Rap and rock are both too well-trodden to produce anything new and decent, no matter how they're combined or who collaborates with who.

Turning on a commercial rock or hip hop station is as boring to me as turning on a classical station, but at least with a classical station the arrangements are dynamic, not the Aural Exciter over-compressed monotone brickwall productions that are so shiny they dull your ears easy.

The range of most rock records is tiny; seems to average between -8 and -16 dBfs. I wish artists would wise up and start releasing 'loudness mixes' and 'natural mixes' where not everything is boosted to stupid levels. I think a lot of modern artists might not sound so good if we could hear mixes of their music at -24dBfs and below where the peak limiter doesn't hit 0db every second.

Re: Both are bad choices.
by NightSwimmer

The problem is not so much the recording techniques as the absolute lack of inspiration and talent.

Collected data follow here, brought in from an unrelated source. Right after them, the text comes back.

PR #2487, opened 2024-01-05
Fix diagnostics for longruns

Sbozzolo:
Some reductions and periods were incorrect.


szy21 (approved):
It's actually better to have instantaneous output rather than time average for longrun baroclinic waves (same as ci baroclinic waves), and plot day 10 diagnostics. Would it be easy to change? If not don't worry, I can change it later.

Sbozzolo:
> It's actually better to have instantaneous output rather than time average for longrun baroclinic waves (same as ci baroclinic waves), and plot day 10 diagnostics. Would it be easy to change? If not don't worry, I can change it later.

Yes, very easy to change.

Sbozzolo:
Folded in #2485 to reduce random CI failures.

The pop music pablum that we are being fed nowadays could be just as easily (and for the most part -- probably is) generated by computer algorithms rather than human artistry.

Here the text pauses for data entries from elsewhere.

PR #2489, opened 2024-01-05
Add option to evaluate the diagnostics on the vertical levels

Sbozzolo:
This PR introduces a new option `netcdf_output_at_levels`. When this configuration is set to true, the output diagnostics for the NetCDF files are evaluated on the vertical levels (as opposed to a collection of prescribed vertical points). This option is incompatible with `netcdf_interpolate_z_over_msl` (which is used to interpret `z` as elevation from mean sea level as opposed to elevation from the surface).

This feature is implemented using the very same infrastructure used for the general case with vertical interpolation but passing as target points the grid points. As a result, the vertical interpolation still happens and floating point arithmetic leads to evaluation that might not precisely on the grid centers, but within 0.01 % of it (as empirically measured). I chose this approach because it is much simpler to implement than not doing the interpolation at all. 

As a bonus, this PR adds the option to have a list of `short_name` in the `diagnostic` section of the YAML file, as in
```
diagnostics:
  - short_name: [pfull, wa, ra, rv]
    period: 1days
```
It also fixes https://github.com/CliMA/ClimaAtmos.jl/issues/2505.

### DIFF
--- a/src/diagnostics/netcdf_writer.jl
+++ b/src/diagnostics/netcdf_writer.jl
@@ -108,7 +108,8 @@ end
 """
     add_space_coordinates_maybe!(nc::NCDatasets.NCDataset,
                                  space::Spaces.AbstractSpace,
-                                 num_points)
+                                 num_points;
+                                 names)
 
 Add dimensions relevant to the `space` to the given `nc` NetCDF file. The range is
 automatically determined and the number of points is set with `num_points`, which has to be
@@ -117,6 +118,8 @@ a cubed sphere, 2 for a surface, 1 for a column.
 
 The function returns an array with the names of the relevant dimensions. (We want arrays
 because we want to preserve the order to match the one in num_points).
+
+In some cases, the names are adjustable passing the keyword `names`.
 """
 function add_space_coordinates_maybe! end
 
@@ -155,23 +158,24 @@ end
 function add_space_coordinates_maybe!(
     nc::NCDatasets.NCDataset,
     space::Spaces.FiniteDifferenceSpace,
-    num_points_z,
+    num_points_z;
+    names = ("z",),
 )
-    name = "z"
+    name, _... = names
     zpts = target_coordinates(space, num_points_z)
-    add_dimension_maybe!(nc, "z", zpts, units = "m")
+    add_dimension_maybe!(nc, name, zpts, units = "m", axis = "Z")
     return [name]
 end
 
 add_space_coordinates_maybe!(
     nc::NCDatasets.NCDataset,
     space::Spaces.AbstractSpectralElementSpace,
-    num_points,
+    num_points;
 ) = add_space_coordinates_maybe!(
     nc,
     space,
     num_points,
-    Meshes.domain(space.topology),
+    Meshes.domain(space.topology);
 )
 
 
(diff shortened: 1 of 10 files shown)


src/diagnostics/netcdf_writer.jl
```diff
@@ -497,13 +536,30 @@ function NetCDFWriter(;
...
 
+    if disable_vertical_interpolation
+        # It is a little tricky to override the number of vertical points because we don't
+        # know if the vertical direction is the 2nd (as in a plane) or 3rd index (as in a
+        # box or sphere). To set this value, we check if we are on a plane or not
+
+        # TODO: Get the number of dimensions directly from the space
+        num_horiz_dimensions =
+            Spaces.horizontal_space(space) isa Spaces.SpectralElementSpace1D ?
+            1 : 2
```
Sbozzolo, line 554: @simonbyrne is there a better way to do this?

src/diagnostics/netcdf_writer.jl
```diff
@@ -534,21 +590,39 @@ function write_field!(
...
+        # When we disable vertical_interpolation, we override the vertical points with
+        # the reference values for the vertical space.
+        if writer.disable_vertical_interpolation && !is_horizontal_space
+            # We need Array(parent()) because we want an array of values, not a DataLayout
+            # of Points
+            vpts = Array(
+                parent(
+                    space.grid.vertical_grid.center_local_geometry.coordinates,
+                ),
+            )
```
Sbozzolo, line 628: @simonbyrne is there a better way to do this?

I need a simple array of numbers

src/diagnostics/netcdf_writer.jl
```diff
@@ -138,40 +141,48 @@ function target_coordinates(
     S <:
     Union{Spaces.CenterFiniteDifferenceSpace, Spaces.FaceFiniteDifferenceSpace},
 }
-    # Logarithmically spaced with base e
+    # Exponentially spaced with base e
+    #
+    # We mimic something that looks like pressure levels
+    #
+    # P ~ exp(-z/H)
```
szy21, line 148:
```suggestion
    # p ~ p₀ exp(-z/H)
```

src/diagnostics/netcdf_writer.jl
```diff
@@ -138,40 +141,48 @@ function target_coordinates(
...
     FT = Spaces.undertype(space)
     vert_domain = space.topology.mesh.domain
     z_min, z_max = FT(vert_domain.coord_min.z), FT(vert_domain.coord_max.z)
-    # We are creating a log-space here, so we have to ensure that z_min > 0.
-    # If z_min = 0, we set the the first point to be at altitude of 100
-    log_z_min = z_min ≈ 0 ? FT(2) : log(z_min)
-    log_z_max = log(z_max)
-    return collect(exp.(range(log_z_min, log_z_max, num_points_z)))
+    # We add a floor of 100 meters to z_min to avoid having to deal with the singular value z = 0
+    z_min = z_min + 100
```
szy21, line 158: How about `z_min = max(z_min, 30)` or `z_min = max(z_min, H_EARTH / 300)` in case we have non-zero `z_min` in the future? And I chose ~30 because for our target resolution we have three levels below 100m. I was thinking of using H_EARTH in case we ever change it, but that's up to you.

szy21 (commented):
Thank you! Just some minor comments for now. I'll check the buildkite artifacts later.

src/diagnostics/netcdf_writer.jl
Sbozzolo: Fixed, thanks

src/diagnostics/netcdf_writer.jl
Sbozzolo: Fixed, thanks

szy21 (approved):
The artifacts look good, thanks!

src/diagnostics/netcdf_writer.jl
simonbyrne: Not easily. We do define `coordinate_type` on some objects, but not grids or spaces.

src/diagnostics/netcdf_writer.jl
simonbyrne: This works.

We probably should define an accessor function for getting the "reference" vertical grid.

src/diagnostics/netcdf_writer.jl
Sbozzolo: Okay, thanks!

src/diagnostics/netcdf_writer.jl
Sbozzolo: I agree.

This applies to rock, country and just about any other category/genre of popular music.

Re: Both are bad choices.
by Eigenvector
The talent is out there, you just have to look for it. I've noticed that all music goes through phases, hot phases, cold phases, check cashing phases. We're just in the check cashing phase right now. The problem is with people who don't stick with it, don't recognize what it was they liked about the music and flee to something reactionary out of spite and irritation. Or you have people who are so eager to find "THE NEXT BIG THING!" that anything in their catalogue over 2 months is considered "dated and worthless" (unless of course the music is popular then it's a hipster collectors item). The OP reminds me of those poor misguided souls who embraced experimental jazz but never really listened to jazz anything before 1970. All those people who thought Miles was hot shit, even when it was clear all that pot and heroin turned his brain to mush.